• [Data excerpts]
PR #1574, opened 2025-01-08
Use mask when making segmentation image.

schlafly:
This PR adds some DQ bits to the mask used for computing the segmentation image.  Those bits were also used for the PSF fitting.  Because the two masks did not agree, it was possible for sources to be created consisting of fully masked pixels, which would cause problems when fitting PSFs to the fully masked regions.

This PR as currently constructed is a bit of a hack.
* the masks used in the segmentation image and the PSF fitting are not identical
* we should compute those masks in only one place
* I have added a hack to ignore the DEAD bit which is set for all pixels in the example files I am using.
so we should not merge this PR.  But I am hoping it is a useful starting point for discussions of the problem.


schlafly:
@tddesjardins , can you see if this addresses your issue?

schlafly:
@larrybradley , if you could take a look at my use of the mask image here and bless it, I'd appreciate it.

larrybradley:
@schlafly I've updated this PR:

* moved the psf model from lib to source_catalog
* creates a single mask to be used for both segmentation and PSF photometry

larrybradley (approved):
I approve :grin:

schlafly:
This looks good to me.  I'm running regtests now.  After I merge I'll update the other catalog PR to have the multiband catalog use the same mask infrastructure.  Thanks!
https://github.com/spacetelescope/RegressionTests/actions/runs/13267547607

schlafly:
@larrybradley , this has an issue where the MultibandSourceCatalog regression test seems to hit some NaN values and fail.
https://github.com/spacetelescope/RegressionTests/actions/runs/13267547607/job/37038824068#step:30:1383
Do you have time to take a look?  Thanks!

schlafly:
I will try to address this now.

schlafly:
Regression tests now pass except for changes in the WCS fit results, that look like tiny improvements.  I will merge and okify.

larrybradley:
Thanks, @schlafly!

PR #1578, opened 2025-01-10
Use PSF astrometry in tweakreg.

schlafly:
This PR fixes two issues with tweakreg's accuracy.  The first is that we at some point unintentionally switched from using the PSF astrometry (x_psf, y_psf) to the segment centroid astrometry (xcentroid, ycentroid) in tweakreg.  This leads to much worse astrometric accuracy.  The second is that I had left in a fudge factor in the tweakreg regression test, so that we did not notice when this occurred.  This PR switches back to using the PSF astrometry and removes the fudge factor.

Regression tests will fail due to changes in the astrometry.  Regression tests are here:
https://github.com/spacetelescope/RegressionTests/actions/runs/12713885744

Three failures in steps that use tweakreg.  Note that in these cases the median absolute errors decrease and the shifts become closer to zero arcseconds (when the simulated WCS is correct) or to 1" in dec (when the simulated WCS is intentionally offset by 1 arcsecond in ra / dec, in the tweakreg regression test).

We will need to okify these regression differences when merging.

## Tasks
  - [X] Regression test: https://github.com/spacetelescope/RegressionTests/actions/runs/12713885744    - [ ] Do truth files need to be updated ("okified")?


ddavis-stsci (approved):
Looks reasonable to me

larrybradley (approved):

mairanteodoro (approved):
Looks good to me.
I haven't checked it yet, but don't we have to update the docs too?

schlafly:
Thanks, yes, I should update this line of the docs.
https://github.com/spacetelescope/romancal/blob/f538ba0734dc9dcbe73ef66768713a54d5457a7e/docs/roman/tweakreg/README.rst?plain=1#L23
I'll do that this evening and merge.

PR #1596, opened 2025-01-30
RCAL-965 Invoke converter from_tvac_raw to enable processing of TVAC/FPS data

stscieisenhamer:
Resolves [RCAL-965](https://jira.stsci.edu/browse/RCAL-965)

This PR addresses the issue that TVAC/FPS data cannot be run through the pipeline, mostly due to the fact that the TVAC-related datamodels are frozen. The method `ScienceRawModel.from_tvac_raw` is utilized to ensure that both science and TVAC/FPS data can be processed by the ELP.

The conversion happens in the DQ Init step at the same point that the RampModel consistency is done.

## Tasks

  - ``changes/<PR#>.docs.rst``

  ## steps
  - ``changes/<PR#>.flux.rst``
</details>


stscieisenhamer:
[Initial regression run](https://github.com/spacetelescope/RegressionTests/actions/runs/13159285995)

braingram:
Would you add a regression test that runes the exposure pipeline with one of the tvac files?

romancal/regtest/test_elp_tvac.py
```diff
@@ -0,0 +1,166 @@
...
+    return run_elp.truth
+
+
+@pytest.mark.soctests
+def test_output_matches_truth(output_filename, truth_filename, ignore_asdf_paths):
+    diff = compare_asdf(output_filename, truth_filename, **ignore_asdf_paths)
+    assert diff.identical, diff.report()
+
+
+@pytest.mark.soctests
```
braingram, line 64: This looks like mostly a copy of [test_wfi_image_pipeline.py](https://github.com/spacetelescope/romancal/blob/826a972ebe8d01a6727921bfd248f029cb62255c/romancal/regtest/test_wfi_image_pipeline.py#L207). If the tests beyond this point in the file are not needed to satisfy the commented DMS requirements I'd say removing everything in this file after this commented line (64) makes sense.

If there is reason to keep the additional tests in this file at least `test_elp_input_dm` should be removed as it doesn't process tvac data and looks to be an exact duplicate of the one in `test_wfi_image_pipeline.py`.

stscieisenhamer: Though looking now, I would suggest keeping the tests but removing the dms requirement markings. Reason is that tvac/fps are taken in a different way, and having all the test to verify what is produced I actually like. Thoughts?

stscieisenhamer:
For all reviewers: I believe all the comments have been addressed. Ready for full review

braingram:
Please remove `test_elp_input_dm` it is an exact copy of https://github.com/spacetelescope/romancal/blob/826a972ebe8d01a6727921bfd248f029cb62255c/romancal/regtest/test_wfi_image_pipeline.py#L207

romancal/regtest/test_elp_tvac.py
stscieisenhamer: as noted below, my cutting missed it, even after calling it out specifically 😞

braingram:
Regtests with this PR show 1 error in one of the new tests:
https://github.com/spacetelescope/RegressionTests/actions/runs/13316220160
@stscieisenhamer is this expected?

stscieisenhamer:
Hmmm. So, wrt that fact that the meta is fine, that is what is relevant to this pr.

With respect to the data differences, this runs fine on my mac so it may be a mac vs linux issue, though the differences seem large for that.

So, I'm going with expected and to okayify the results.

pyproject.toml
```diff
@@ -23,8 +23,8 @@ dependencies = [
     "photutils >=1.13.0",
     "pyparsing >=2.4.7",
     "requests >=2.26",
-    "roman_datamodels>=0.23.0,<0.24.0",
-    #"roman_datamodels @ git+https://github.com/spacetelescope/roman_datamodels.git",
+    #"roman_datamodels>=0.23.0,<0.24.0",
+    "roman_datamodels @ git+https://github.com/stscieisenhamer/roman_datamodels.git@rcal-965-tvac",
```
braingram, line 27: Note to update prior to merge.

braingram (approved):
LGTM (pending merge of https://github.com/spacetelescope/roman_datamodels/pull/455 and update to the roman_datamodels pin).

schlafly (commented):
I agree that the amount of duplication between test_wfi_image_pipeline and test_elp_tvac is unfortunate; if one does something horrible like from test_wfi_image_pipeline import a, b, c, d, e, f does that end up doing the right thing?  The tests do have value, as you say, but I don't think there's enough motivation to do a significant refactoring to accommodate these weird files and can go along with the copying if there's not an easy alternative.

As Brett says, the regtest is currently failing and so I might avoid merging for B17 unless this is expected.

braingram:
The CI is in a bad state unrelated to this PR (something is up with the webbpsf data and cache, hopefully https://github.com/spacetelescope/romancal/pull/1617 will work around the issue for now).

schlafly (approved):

• [Exercise] Take every line from the listing above that includes the word "changes" and copy it.

• [Result of this task]
Regression tests now pass except for changes in the WCS fit results, that look like tiny improvements.  I will merge and okify.
Regression tests will fail due to changes in the astrometry.  Regression tests are here:
  - ``changes/<PR#>.docs.rst``
  - ``changes/<PR#>.flux.rst``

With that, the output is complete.